Video Link ----> Aces twice, 6/2 five times
What you are Seeing:
1. a very nice dice laboratory with an excellent security camera system.
2. Biased dice being used in this video. Notice the faces occurring during these 2 streaks are all on one plane -- the 1, 2 and 6s. This is what happens with biased dice more often than not (see more discussion at Link --> Biased Dice ... ) The 3s and 4s end up as the axles and disappear all too often when the 5 and 6 are heavier due to the heavier resin used in the white pips (dots).

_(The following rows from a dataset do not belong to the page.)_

PR #38482, opened 2024-02-06
Don't instrument any namespaces for mu.fn/fn in production

### LINKED ISSUE #38072: Sync and scan pegs the CPU to 100%

calherries:
Could fix #38072

Removes all malli schema instrumentation of `mu.fn/fn` and `mu/defn` across all namespaces to avoid performance regressions. Previously, we were only skipping namespaces matching these patterns:

```
#"^metabase\.lib\..*"
#"^metabase\.query-processor\.middleware\..*"
#"^metabase\.sync.*"
#"^metabase\.upload.*"
```

Follows https://github.com/metabase/metabase/pull/38206 and https://github.com/metabase/metabase/pull/37428

[Slack thread](https://metaboat.slack.com/archives/CKZEMT1MJ/p1704454622640319)


src/metabase/util/malli/fn.clj
```diff
@@ -300,23 +300,12 @@
...
-        m                  (meta namespace)]
-    (cond (:instrument/always m)                  true
-          (:instrument/never m)                   false
-          (matches? namespace lib-and-middleware) false
-          (contains? ad-hoc (ns-name namespace))  false
-          :else                                   true)))
+  (let [m (meta namespace)]
+    (cond (:instrument/always m) true
+          (:instrument/never m)  false
+          :else                  true)))
```
bshepherdson, line 308: Doesn't this turn instrumentation _on_ in all cases? Maybe I'm missing some code that does that at a higher level.

crisptrutski: It indeed looks like the `:else` case is backward here - perhaps got tripped up that `*skip-ns-decision-fn*` just inverts it? Perhaps it's worth adding unit tests for this function.

calherries: Good eyes, this indeed turns it on. Fixed here daca208c781952ae99c4e7c8020997eab7916a1e I'll write a unit test for `*skip-ns-decision-fn*`.

src/metabase/util/malli/fn.clj
```diff
@@ -300,23 +300,12 @@
 ;; ------------------------------ Skipping Namespace Enforcement in prod ------------------------------
 
 (defn instrument-ns?
-  "Used to track namespaces to not enforce malli schemas on with `mu.fn/fn`."
+  "Returns true if mu.fn/fn malli schema validation should happen in production for a given namespace."
   [namespace]
-  (let [lib-and-middleware [#"^metabase\.lib\..*"
```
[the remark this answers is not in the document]
calherries: Do you mean in the PR description? I think a list of all non-matching namespaces will be quite a bit harder to understand than "everything except this list of matching namespaces".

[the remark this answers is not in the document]
calherries: "everything else apart from these patterns" is difficult to sumarize. But I've updated the description, hopefully that makes it more approachable.

src/metabase/util/malli/fn.clj
```diff
@@ -300,33 +300,11 @@
...
-        ;; empty but placeholder for any namespaces we want to never instrument (in prod)
-        ad-hoc             #{}
-        m                  (meta namespace)]
-    (cond (:instrument/always m)                  true
-          (:instrument/never m)                   false
-          (matches? namespace lib-and-middleware) false
-          (contains? ad-hoc (ns-name namespace))  false
-          :else                                   true)))
-
-(def ^:private ^:dynamic *skip-ns-decision-fn*
```
calherries, line 321: I decided to replace the `*skip-ns-decision-fn*`, with `instrument-ns?`. 

Some differences:
- it returns true instead of false and vice versa. I think it is more natural to have a "do-something?" function return true when something should be done than having a "skip-something?" function return true when to not do something
- it doesn't log when instrumentation is skipped.
- it replaces the logic of `*skip-ns-decision-fn*` and the old `instrument-ns?` in one function

test/metabase/util/malli/fn_test.clj
```diff
@@ -234,14 +236,30 @@
     (testing "sanity check-error-location that it works"
       (is (= :yes (works? "valid input"))))))
 
+(deftest instrument-ns-test
```
calherries, line 239: I added this unit test. Previously this logic wasn't tested

src/metabase/util/malli/fn.clj
```diff
@@ -300,33 +300,11 @@
...
-                            #"^metabase\.sync.*"
-                            #"^metabase\.upload.*"]
-        matches?           (core/fn [namespace regexes]
-                             (let [n (-> namespace ns-name str)]
-                               (some #(re-matches % n) regexes)))
-        ;; empty but placeholder for any namespaces we want to never instrument (in prod)
-        ad-hoc             #{}
-        m                  (meta namespace)]
-    (cond (:instrument/always m)                  true
-          (:instrument/never m)                   false
```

3. Furthermore, the stated odds by the author on YouTube are for balanced dice, and therefore not correct for this set of dice:
This is a short spurt where I got aces twice in a row followed by 6-2 five times in a row. ... Rolling the same non-pair 4 times in a row after the initial roll is a 1 in 104,976 occurrence .. any initial non pair is a 5/6 chance making the total 1 in 125,971.4. Less than 2 minutes from hundreds of hours of video - sure if you toss the dice hundreds of hours at home on your practice table, almost anything can and will occur .... we are only seeing a snippet here as the author notes on DiceInstitute.com:
"The security camera system runs for every single toss on the table."What you are NOT Seeing:
1. No proof that he is using fair balanced dice
2. No proof how old the dice are - most dice are only used for approximately 500 tosses or 8 hours (except Caesars LV) for a reason - they tend to become biased after then on their own .... so is it any doubt that a string of numbers is easier to obtain after many hours of use.